The bill would require all public school sex education to be uniformly scientific, and give teachers a standard by which to teach. It also would require state-funded sex education to include lessons on both abstinence and contraception, as well as the prevention of pregnancy and sexually transmitted diseases.
The bill says medically accurate sex education should be defined by peer-reviewed journals and recognized organizations with expertise in the field.
The Department of Health policy is currently focused on STDs and family planning. But most grants and funding come from what the state labels "abstinence-only until marriage" programs, which limits the range of some lessons, cutting out topics like abortion, masturbation and safe premarital sex. Abstinence-only sex education received $866,551 in federal funding in Hawaii in fiscal year 2003.
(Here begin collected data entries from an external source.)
PR #6569, opened 2025-07-29
Require reference rating

### LINKED ISSUE #6435: Make reference slider undefined by default
Sometimes people just leave the reference review slider as it is, at neutral, giving a person a meh rating by accident.

Acceptance Criteria
- Make the `ReferenceSlider` undefined by default
- Make it required to move to go to the next step

fbalda:
Makes the value of the rating slider on the reference page undefined by default and requires the user to change the value to go to the next step.

Also included are styling changes to better communicate the need to change the slider value:
- Made track grey by default
- Made thumb icon a question mark by default
- Made rail transparent with a black outline (The default color clashes with the grey. As a bonus, this works better with changing colors of the track)

~~As the rating is now required, the form will display an error message if it isn't set. I defined the key for the translation (`profile:leave_reference.rating_required`), but the actual texts are still needed~~
Edit: Text added

closes #6435

I tested this with the local backend by temporarily adding the following code to `LeaveReferencePage.tsx` right under the `useListAvailableReferences` call:

```
if (availableReferences) {
    availableReferences.canWriteFriendReference = true;
}
```

Logging in with the Aapeli test account and then going to http://localhost:[port]/leave-reference/friend/2 opens the relevant page.

(There is probably a better way to test this, but this worked for me)

Regarding automated tests: I did not add any, as all of the files I touched up until now either had no tests at all or had no tests that were applicable to the code I changed. If desired, I will add some

**Web frontend checklist**
- [x] All tests pass

**Other**


app/web/components/RatingsSlider/RatingsSlider.tsx
```diff
@@ -92,19 +94,17 @@ const StyledSlider = styled(Slider, {
...
-      value={value}
+      sliderColor={getSliderColor(value)}
+      value={value ?? marks[1].value}
       min={0}
       max={1}
       step={0.01}
       marks={marks}
       valueLabelDisplay="on"
-      valueLabelFormat={(value) => <SliderLabel value={value} />}
+      valueLabelFormat={() => <SliderLabel value={value} />}
```
fbalda, line 107: As this change might be a bit confusing: I added a separate `SliderLabel` icon when the value is undefined, however the value passed to the `valueLabelFormat` callback is always a number (as a slider can't have an undefined value). So I'm using the value from the props. AFAIU this doesn't change anything, as the slider re-renders on value change anyway

app/web/features/profile/view/leaveReference/formSteps/PrivateFeedback.tsx
```diff
@@ -181,64 +181,71 @@ export default function PrivateFeedback({
             render={({ field }) => (
               <RatingsSlider onChange={field.onChange} value={field.value} />
             )}
+            rules={{
+              required: t("profile:leave_reference.rating_required"),
```
jesseallhands, line 192: I'm not sure where the text is stored for `leave_reference.rating_required` (it's in some json file), but here is the text we should use:

`Please move the slider and rate your experience.`

jesseallhands (changes requested):
seems to be working as expected! Looks fantastic too! I included my suggestion for the error message text (but I'm not sure which json file the text should be stored in - Nicole would know!)

app/web/features/profile/view/leaveReference/formSteps/PrivateFeedback.tsx
fbalda: Will add tomorrow (I know the relevant translation files). For new text like this one, do we merge into develop with only the English version or do we wait for more translations?

jesseallhands: You merge into develop with English only and translations are merged separately later on a periodic basis.

jesseallhands (dismissed):
This is fantastic! Love the new colors too!

LGTM, but have @nabramow take a look before merging

app/web/features/profile/view/leaveReference/formSteps/PrivateFeedback.tsx
```diff
@@ -181,64 +181,71 @@ export default function PrivateFeedback({
...
-                      "& > .MuiInputBase-root": { width: "100%", marginTop: 1 },
-                      marginTop: 2,
-                    }}
-                  />
-                )}
-              />
-            </PrivateTextContainer>
-          )}
+          {rating !== undefined &&
+            (wasAppropriate === "false" || rating < 0.33) && (
```
nabramow: Might be good to extract this into a variable for readability?

nabramow (dismissed):
Just that one small nit, but I tested it with a real reference and was able to properly leave a review and trigger the error message. This looks great!

app/web/features/profile/view/leaveReference/formSteps/PrivateFeedback.tsx
```diff
@@ -35,6 +35,8 @@ import {
 } from "routes";
 import { theme } from "theme";
 
+const ACCEPTABLE_RATING_THRESHOLD = 0.33;
```
fbalda, line 38: @nabramow I took a bit of an issue with that magic number so I extracted it into a constant. However I was not sure which case to use, there doesn't seem to be a consistent style for constants like this in the codebase. Lmk if this works for you, maybe ideally we should have a short style guide and/or stricter ESlint rules (e.g. [naming-convention](https://typescript-eslint.io/rules/naming-convention/))? I personally love not having to think about stuff like that while coding 😄

nabramow: Yeah I agree building out the eslint rules more has been on my list for awhile! Just has always been more pressing matters ;-). The all caps is good! Feel free to throw that into a small PR for the naming-convention if you want!

nabramow (approved):
LGTM!

PR #6577, opened 2025-07-30
Improved rating slider color interpolation

fbalda:
Changed the color interpolation on the rating slider from RGB to HSL. This prevents the brownish colors in the middle of the spectrum and instead transitions nicely through the hues.

Branched off from #6569, should be merged after it

To keep using the colors values defined in the theme I had to bring in a function that converts the RGB color strings to the HSL representation. To prevent adding an additional dependency I just adapted a function from the [color-convert](https://www.npmjs.com/package/color-convert) package. Other options would be to add the package as a dependency or to directly define the slider extreme values as HSL (instead of taking them from the theme)

For testing see #6569 

**Web frontend checklist**
- [x] All tests pass

**Other**


app/web/utils/color.ts
```diff
@@ -0,0 +1,64 @@
...
+
+  try {
+    const { values } = decomposeColor(colorString);
+    rgb = values as [number, number, number];
+  } catch {
+    console.warn(`Tried to decompose invalid color string '${colorString}'`);
+  }
+
+  const r = rgb[0] / 255;
+  const g = rgb[1] / 255;
```
nabramow: Would you mind adding some short comment in here explaining what problem this is solving? Since we have a lot of engineers come and go, that helps so a future person is not like 🧐. :-)

app/web/utils/math.ts
```diff
@@ -0,0 +1,2 @@
+export const lerp = (start: number, end: number, alpha: number) =>
+  start + (end - start) * alpha;
```
nabramow, line 3: Is it possible to give this a name that makes it clearer what this is doing?

fbalda: I'd say it is basically convention to use that name (In fact, except for GLSL which calls it 'mix', I've only ever seen it called 'lerp' - [here](https://threejs.org/docs/#api/en/math/Vector3]) [are](https://animejs.com/documentation/utilities/lerp/) [a](https://p5js.org/reference/p5/lerp/) [few](https://developer.download.nvidia.com/cg/lerp.html) [examples](https://en.cppreference.com/w/cpp/numeric/lerp.html)). Personally I look specifically for that name in a new codebase/api. Though I understand that it could sound a bit arcane if one isn't familiar with it. Maybe a comment? Alternatively I could rename it 'linearInterpolation'? Your call 🫡

nabramow: Yeah adding a comment would be good! Since we have a lot of new people in the code base decently often, that helps!

nabramow (dismissed):
Good to go!

nabramow (dismissed):
Approving again, not sure why the last didn't go through!

Ahh I think @jesseallhands needs to approve.

jesseallhands (dismissed):
LGTM!

fbalda:
> Approving again, not sure why the last didn't go through!
> 
> Ahh I think @jesseallhands needs to approve.

@nabramow It went through but I added more commits, so it got dismissed again. Added the last comment now, so after the next approval I will merge it

nabramow (approved):

PR #6543, opened 2025-07-27
Upgrade react-query from v3 to v5

nabramow:
**Describe briefly what this PR is doing and why**

Closes #6353 

This PR updates react-query to the latest version. This affects all the queries in the app. It also unblocks us to start working on the mobile app as there was a conflict between the old version of react-query and expo.

**Please give clear steps for how the reviewer can best test this PR**

*Please include any necessary dev environment, .env, etc. adjustments.*

- Test as many queries as you can. This is anywhere data is pulled from the database, or updated in the SB.
- For example: creating/editing events, discussions, sending friend requests, edit profile, updating account settings, signing up, sending a host request, sending a message, etc.

**Other**
*Untick the following if you'd prefer that maintainers don't push commits/merge your branch.*
- [x] A maintainer can push commits to my branch
- [x] A maintainer can merge my PR (you can also merge after approval)

PR #6593, opened 2025-08-02
Allow users to appoint/remove event co-organizers

### LINKED ISSUE #5680: Ability to make someone an event co-organizer
We already have the backend APIs for this, and it's possible in the console.

Let's make this possible for regular users.

Acceptance Criteria
- For the existing event attendees only, add a the ellipsis "..." icon to the bottom right of the card
- On click, it should open a little dropdown menu (you can copy NotificationsFeed which has a similar example)
- The menu should have one option: PlusIcon + "Make event co-organizer"
- On click this should pop up a dialog that asks "are you sure you want to make {{firstName}} a co-organizer?" Confirm/Cancel
- Then add that user as a co-organizer

- For the event creator only,  add a the ellipsis "..." icon to the bottom right each card for the existing event co-organizers (except for the creator themselves)
- On click, it should open a little dropdown menu (you can copy NotificationsFeed which has a similar example)
- The menu should have one option: MinusIcon and "Remove co-organizer" 
- On click, this should show a confirmation dialog: "Are you sure you want to remove NAME as co-organizer?" (Confirm/Cancel)
- On confirm, remove that userId from the event co-organizers
- On cancel, close the dialog and do nothing

fbalda:
Added the following functionality:
- Event organizers can appoint other organizers and remove themselves as organizers
- Event creators can appoint and remove organizers other than themselves

Attendees eligible to be added/removed as organizers by the user have a drop-down menu on the right side of their card with the respective option.

Closes #5680

**Web frontend checklist**
- [x] All tests pass

**Other**


nabramow:
@fbalda Backend from #6599 was just merged! If you pull `develop` into this branch you should have access to it now!

You'll need to `generate_protos` as well to see the new apis.

app/web/utils/menuOption.ts
```diff
@@ -0,0 +1,6 @@
+// @TODO(FB): Find suitable location
+export interface MenuOption {
+  icon: JSX.Element;
+  title: string;
+  onClick: () => unknown;
+}
```
fbalda, line 6: @nabramow I wasn't quite sure where to put this or if we want to got this route. Personally I prefer to be restrictive with our core components, and I don't think it is necessary to add arbitrary children to a menu or menu item. This makes it super straightforward to make menus. However it probably doesn't belong in the `utils` folder. WDYT?

app/web/test/fixtures/events.json
```diff
@@ -2,7 +2,7 @@
   {
     "attendanceState": 2,
     "content": "*Be there* or be square!",
-    "creatorUserId": 2,
+    "creatorUserId": 1,
```
fbalda, line 5: Changed this so that the mock current user from the fixtures is the creator of the first event. It doesn't matter yet, but I might add a test to make sure they can't remove themselves or whatever route we want to go in the future

app/web/features/queryKeys.ts
```diff
@@ -123,7 +123,7 @@ export const eventOrganizersBaseKey = "eventOrganizers";
 export const eventOrganizersKey = ({ eventId, type }: EventUsersInput) => [
   eventOrganizersBaseKey,
   eventId,
-  { type },
+  ...(type === "summary" ? ["summary"] : []),
```
fbalda, line 126: @nabramow I think we should probably change all the keys to work like this. This way, invalidating `all` actually also invalidates all `summary` queries, but not the other way round

app/web/utils/menuOption.ts
```diff
@@ -0,0 +1,8 @@
+import { SvgIconComponent } from "@mui/icons-material";
+
+// @TODO(FB): Find suitable location
+export interface MenuOption {
+  icon: SvgIconComponent;
+  title: string;
+  onClick: () => unknown;
+}
```
fbalda: @nabramow I wasn't quite sure where to put this or if we want to got this route. Personally I prefer to be restrictive with our core components, and I don't think it is necessary to add arbitrary children to a menu or menu item. This makes it super straightforward to make menus. However the type probably doesn't belong in the utils folder. WDYT?

app/web/features/queryKeys.ts
nabramow: Ah yeah are we passing this an object then? I'm not even sure if it will recognize changes in an object so this seems fine.

I am doing a lot of refactoring for react-query in #6543. In that I'm refactoring all the query keys to be arrays.

app/web/utils/menuOption.ts
nabramow: FYI We have a component already `EllipsisMenu` that can be used for the menu item design/functionality. In that component we have the types already there.

app/web/components/EllipsisMenu.tsx

I'd say in general good to have the types with the reusable component then just export it out from there.

For stuff used in all different features' folders, we could add something to app/web/types maybe? Or make an `internalTypes` file?

app/web/features/queryKeys.ts
fbalda: [Objects in the array are serialized](https://tanstack.com/query/v4/docs/framework/react/guides/query-keys), so react-query will recognize changes. It's just that invalidating [a,b] invalidates [a,b,c] too, so we should attach a value to the more specific query instead of having both queries be "siblings" IMO

app/web/utils/menuOption.ts
fbalda: Yeah, I am using the `EllipsisMenu` in the actual rendered card, down the hierarchy, it's just that I have to prop drill the menu options and I much prefer writing
```ts
{
  icon: Add,
  onClick: () => {
    foo();
  },
  title: "bar",
}
```
over
```tsx
<MenuItem
  onClick={() => {
    foo();
  }}
>
  <Add fontSize="small" />
  <Typography variant="body2">bar</Typography>
</MenuItem>;

```
every time, where the user has many opportunities to make mistakes, add inconsistent custom styling etc. My way makes the interface obvious, easy to use, very hard to abuse and we have a single, central component for menu styling (which, I'd argue, should be 100% consistent across the app).
I didn't add the type to the `EllipsisMenu` file (yet), because it currently doesn't use my system, but I'd gladly refactor it to do in a separate PR, if you agree with my sentiment.

nabramow: Hmm I do see your point. I feel like we have an established pattern the first way though and the second is a bit more readable.

What if we refactor `EllipsisMenu` to be a bit more opinionated instead? Perhaps taking in an array of options that are something like `[ {icon: <Add/>, text: "Title":, {icon: <Subtract/>, text: "Another title} ]` and then having `EllipsisMenu` iterate through them like:

```typescript
{
menuOptions.map((option) => (
<MenuItem>
{icon}
<Typography>{text}</Typography>
</MenuItem>
}
```

Then it guarantees the style more. I don't think we're using it a ton of places yet, either, just in the my connections page.

app/web/features/queryKeys.ts
nabramow: I'm trying to think why we did it the first way even to begin with haha. Usually we do do it the way you described. Would we not want the `eventId` in the array too though to keep it specific to the event?

nabramow: Also good to know about the objects I learned something today!

fbalda: The `eventId` is still in the array: it's `[eventOrganizersBaseKey, eventId]` for an `all` query and `[eventOrganizersBaseKey, eventId, "summary"]` for summaries

app/web/utils/menuOption.ts
fbalda: Sorry, I feel like I explained my thought process poorly:
My idea is that `EllipsisMenu` should take an array of `MenuOption` eventually, I just didn't want to immediately refactor it (though as you said, it currently isn't used much anyway, so maybe I could), so I took the intermediate step of rendering the menu items in `UserSummary` - eventually this should be done in `EllipsisMenu` directly. If we want to refactor `EllipsisMenu` this way, I would put the `MenuOption` interface there, too

fbalda: But I definitely think we need a way to prevent consumers of `EllipsisMenu` from manually rendering and styling `Typography` and icon components for the menu items each time, that would just be so much duplication and a nightmare to maintain/keep in sync

fbalda: Maybe I do the refactoring first in another PR and we discuss there, so we can be a bit more specific?

nabramow: Yeah let's do that!

nabramow:
< Event organizers can appoint other organizers and remove themselves as organizers

The organizers appointing other organizers and removing them is working great. I don't see how someone can remove themselves as an co-organizer though?

fbalda:
> < Event organizers can appoint other organizers and remove themselves as organizers
> 
> The organizers appointing other organizers and removing them is working great. I don't see how someone can remove themselves as an co-organizer though?

Note that event creators currently can't remove themselves as organizers. We have to implement the ability to transfer the "ownership" of an event to someone else first. Only co-organizers can remove themselves. 
Please let me know if it still doesn't work as expected for you

nabramow:
> Note that event creators currently can't remove themselves as organizers. We have to implement the ability to transfer the "ownership" of an event to someone else first. Only co-organizers can remove themselves. Please let me know if it still doesn't work as expected for you

Oops you are right. I was logged into the wrong account last time. It works!

app/web/features/communities/events/EventAttendees.tsx
```diff
@@ -27,12 +74,44 @@ export default function EventAttendees({ eventId }: EventAttendeesProps) {
...
+                        onClick: () => {
+                          setUserToPromote(user);
+                          setIsCoOrganizerDialogOpen(true);
+                        },
+                        label: t("communities:make_co_organizer:title"),
+                      },
+                    ]
+                  : undefined
+            : undefined
+        }
```
nabramow: Just a nit - maybe break this up into a function or put the undefineds first to make it a bit more readable?

Could it be:

* If isCoOrganizedByCurrentUser and the currentUser is not the eventOwner, return menuItems otherwise undefined?

app/web/features/communities/events/EventOrganizers.tsx
```diff
@@ -29,12 +70,42 @@ export default function EventOrganizers({ eventId }: EventOrganizersProps) {
...
       />
       <EventOrganizersDialog
-        eventId={eventId}
+        eventId={event.eventId}
         open={isDialogOpen}
         onClose={() => setIsDialogOpen(false)}
       />
+
+      <RemoveAsCoOrganizerDialog
+        username={organizerToRemove?.name ?? ""}
```
nabramow, line 95: Weird is it possible that the name is undefined?

app/web/features/communities/events/EventPage.test.tsx
```diff
@@ -206,14 +219,12 @@ describe("Event page", () => {
         name: t("communities:going_to_event"),
       });
 
-      const user = userEvent.setup();
-      // @TODO should be awaited but doesn't work, try again after more package upgrades
-      user.click(attendanceMenuButton);
+      const user = userEvent.setup({ advanceTimers: jest.advanceTimersByTime });
```
nabramow, line 222: Ahhh this was the fix then! I feel like I used this somewhere else then immediately forgot it haha. Good call.

nabramow (dismissed):
Works great! Just one nit but I won't block this for it.

app/web/features/communities/events/EventOrganizers.tsx
fbalda: Not the name, but the `organizerToRemove` can be `undefined`, it holds the user whose "remove as organizer" menu item was last clicked. But if none was clicked yet, it can be undefined.

Also note: I can't just determine the dialog open state by checking if `organizerToRemove` is set, as the dialog has a fade out animation and the name would disappear during that. So I had to add the `isDialogOpen` state

app/web/features/communities/events/EventAttendees.tsx
fbalda: > Could it be:
> 
>     * If isCoOrganizedByCurrentUser and the currentUser is not the eventOwner, return menuItems otherwise undefined?

The problem is that there is 2 "levels" of undefined, if the current user isn't an organizer, they don't get any menus at all. If they are, then the function is passed to run for every attendee. That one then checks if the attendee is the current user, in which case they don't get the option. But I'm sure I'll find a way to make it more readable 

But your comment made me realize a different thing: The function should actually check if the user is an organizer already, in which case they probably either shouldn't show the menu, or show the "remove as organizer" option 🤔 

Showing "remove as organizer" for attendees who are also organizers seems natural, but as attendees and organizers are in different lists, it might be confusing and people might be removed as organizers by accident.
So I'd probably just not show any menu on attendees who are organizers as well.
I think there is probably a lot of UX improvements to be made here, maybe we shouldn't worry too much about it now. 
@jesseallhands WDYT?

Edit: Hid the menu on attendees who are organizers as well for now

nabramow:
Thanks for cleaning up that code - looks great. I noticed one new thing:

When I make someone a co-organizer, then remove them, the menu gets stuck at the top left on Desktop:

Screenshot 2025-08-12 at 8 01 34 AM

I think probably you just need to close the menu after selecting?

fbalda:
> Thanks for cleaning up that code - looks great. I noticed one new thing:
> 
> When I make someone a co-organizer, then remove them, the menu gets stuck at the top left on Desktop:
> Screenshot 2025-08-12 at 8 01 34 AM
> 
> I think probably you just need to close the menu after selecting?

Oops! I now changed the ellipsis menu items to close the menu by default, as I think it is almost always the desired behavior, but also gave the option to turn that behavior off

nabramow:
Hey @jesseallhands did you still have some comments here?

jesseallhands (approved):
> I think there is probably a lot of UX improvements to be made here, maybe we shouldn't worry too much about it now.
@jesseallhands WDYT?

I'm still a proponent of allowing all organizers remove other organizers (except the creator, who shouldn't be able to be removed), but that and other things like the ability to add organizers from your friends list (a very common use-case) can always be added later. 

I think the added functionality of this PR will be a huge improvement! LGTM!

PR #6596, opened 2025-08-02
Convert more MUI to styled

fbalda:
#5299

**Web frontend checklist**
- [x] All tests pass

**Other**


fbalda:
This one is a bit larger because of all the dependencies in the communities page. Also IMO there is an uncomfortable amount of style repetition now. I think it is probably fine to get the upgrade to MUI 6+ done, but should probably be cleaned up/streamlined after

nabramow:
> This one is a bit larger because of all the dependencies in the communities page. Also IMO there is an uncomfortable amount of style repetition now. I think it is probably fine to get the upgrade to MUI 6+ done, but should probably be cleaned up/streamlined after

Yeah for sure. If there are certain ones we are repeating exactly over and over, we can ID those and extract them out.

app/web/features/communities/CommunityPage/PlacesSection.tsx
```diff
@@ -8,24 +9,55 @@ import { useTranslation } from "i18n";
...
 
+const StyledCardContainer = styled(HorizontalScroller)(() => ({
+  [theme.breakpoints.down("sm")]: {
+    left: "50%",
+    marginLeft: "-50vw",
+    marginRight: "-50vw",
+    position: "relative",
+    right: "50%",
+    width: "100vw",
+  },
```
nabramow: I don't think this is being used anywhere so can be deleted. I believe there was some features here that we never implemented years ago.

nabramow (dismissed):
Just a nit about `PlacesSection` which seems it can be deleted but I pulled the branch and checked all of these and everything looks good!

nabramow (approved):
Good to go!

PR #6597, opened 2025-08-02
Convert more MUI to styled

fbalda:
#5299

**Web frontend checklist**
- [x] All tests pass

**Other**


app/web/features/communities/CommunityPage/PlaceCard.tsx
```diff
@@ -63,28 +61,21 @@ export default function PlaceCard({
...
           />
+
           <CardContent>
-            <LinesEllipsis
-              text={place.title}
-              maxLine={2}
-              component="h3"
-              className={classes.title}
-            />
-            <LinesEllipsis
```
nabramow: Was LinesEllipsis not behaving? ;-) Or why the switch?

app/web/features/communities/CommunityPage/PlaceCard.tsx
```diff
@@ -3,41 +3,41 @@ import {
...
-  useTheme,
 } from "@mui/material";
 import Link from "next/link";
 import { Page } from "proto/pages_pb";
 import React, { useMemo } from "react";
 import LinesEllipsis from "react-lines-ellipsis";
 import { routeToPlace } from "routes";
-import makeStyles from "utils/makeStyles";
+import { theme } from "theme";
 import stripMarkdown from "utils/stripMarkdown";
```
nabramow: Please sanity check me but you might be able to just delete this component and its parent: `PlacesSection`. 

It seems this is only used in `PlacesSection` and that is not used anywhere.

app/web/features/communities/discussions/CreateDiscussionForm.tsx
```diff
@@ -104,13 +102,13 @@ export default function CreateDiscussionForm({
...
-        <div className={classes.actionButtonsContainer}>
+        <StyledActionButtonsContainer>
           <Button loading={isLoading} type="submit">
             {t("communities:post")}
           </Button>
           <Button onClick={handleCancel}>{t("global:cancel")}</Button>
-        </div>
-      </form>
-    </Card>
+        </StyledActionButtonsContainer>
```
nabramow: I know this is unrelated, but would you mind switching the Post and Cancel button order so Post is on the right? I think that's more standard. Probably we should make `Cancel` a grey[50] color instead too to differentiate them:

Screenshot 2025-08-02 at 5 04 32 PM

I'm trying to update these as I see them!

nabramow:
I checked the design for everything and it's looking good! Just the comment about the ones that can be deleted and then I'm happy to approve!

app/web/features/communities/CommunityPage/PlaceCard.tsx
fbalda: I might be blind from all the style refactoring, but I'm not quite sure what you mean 🙈 
I replaced the `LinesEllipsis` with styled versions, I just named them after their previous CSS class to have a more meaningful name. Or am I completely missing the issue?

app/web/features/communities/CommunityPage/PlaceCard.tsx
fbalda: Yeah, they aren't used, but I decided against deleting them. Trying to state my reasons just now I realized they are all bad 🙈 Will delete

app/web/features/communities/discussions/CreateDiscussionForm.tsx
```diff
@@ -1,37 +1,44 @@
...
-    justifyContent: "flex-end",
+  display: "flex",
+  justifyContent: "flex-end",
+}));
+
+const StyledCancelButton = styled(Button)(() => ({
+  backgroundColor: theme.palette.grey[50],
+  color: theme.palette.grey[800],
+  "&:hover": {
+    backgroundColor: theme.palette.grey[100],
```
nabramow, line 39: Thanks for adding this! I would just add a little bit of marginRight as the buttons are touching each other now when I check:
Screenshot 2025-08-03 at 1 38 35 PM

Then I think this is good to go!

fbalda: Thanks, totally missed that. Not sure why the transition to styled broke it though. Changed it to `gap` now, which is cleaner IMO anyway

nabramow: Yeah I was trying to figure that out too 😅

nabramow (approved):
Okay this is good to go now!

PR #6598, opened 2025-08-02
Fixed docker services not working on Apple silicon

fbalda:
The docker services for local dev don't work on apple silicon (tested on M1 MacBook Pro). Adding the target platform fixes the issue. 

- [x] Test on MacOS ARM
- [ ] Test on MacOS x86 
- [x] Test on Linux x86
- [ ] Test on Windows x86

**Other**

### DIFF
--- a/app/docker-compose.test.yml
+++ b/app/docker-compose.test.yml
@@ -20,10 +20,8 @@ services:
       - postgres_tests
     links:
       - postgres_tests
-    platform: linux/amd64
   media_tests:
     build: media
     env_file: media.test.env
     command: pytest src
     restart: unless-stopped
-    platform: linux/amd64
--- a/app/docker-compose.test.yml
+++ b/app/docker-compose.test.yml
@@ -8,6 +8,7 @@ services:
     restart: unless-stopped
     ports:
       - 6544:6544
+    platform: linux/amd64
   backend_tests:
     build: backend
     env_file: backend.test.env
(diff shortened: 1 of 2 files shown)


aapeliv:
What's the error you are getting? I'm OK with this change, and I don't have an apple silicon mac around; but as far as I understand, this will slow down a bit on such a mac? Given it'll have to run an x86_64 machine in a vm?

fbalda:
> What's the error you are getting? I'm OK with this change, and I don't have an apple silicon mac around; but as far as I understand, this will slow down a bit on such a mac? Given it'll have to run an x86_64 machine in a vm?

So it is a common issue on Apple Silicon, that certain images don't natively run on ARM (see [here](https://docs.docker.com/desktop/troubleshoot-and-support/troubleshoot/known-issues/)), however I misinterpreted the error messages a bit and overreacted by adding the platform spec to all services. In fact only the `postgis/postgis` image [doesn't support ARM64](https://hub.docker.com/r/postgis/postgis/tags), the rest work fine. So I removed the platform spec from all the other services. 
This shouldn't change anything for anybody who used docker compose on x86 until now (presumably everyone but me), but I'm gonna check tomorrow on my Desktop Linux and Windows x86 machines just to be safe
(I don't have an x86 Mac, but realistically if it runs on the rest, it will work too)

aapeliv (approved):
Works fien on linux x86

"People think that (educators) talking about it causes them to do these things," Amaral said, adding that's not the case.
Others disagree.
There is a basis for concern that sex education increases student sexual activity, said Kelly Rosati, executive director of the Hawaii Family Forum. "People wouldn't be aware about their kids learning about masturbation, and parents would be alarmed."
Rosati, also a lobbyist for the Catholic Conference, said requiring medically accurate sex education is "unnecessary, because abstinence is the surest way to avoid pregnancy."
But Amaral counters that such topics need to be addressed. Critics of medically accurate sex education ask whether it means they are going to talk about masturbation and sex, Amaral said, "and those are the facts of life. Yeah, we are going to talk about these things."
Oregon, California and New Jersey have begun teaching guidelines of conduct for sexually active students; "sex respect," which includes contraception use, STD prevention and anti-sexual abuse methods; and abortion.
"If teachers want to talk about sex education, they can," Amaral said, "but they have to bring in everything on their own."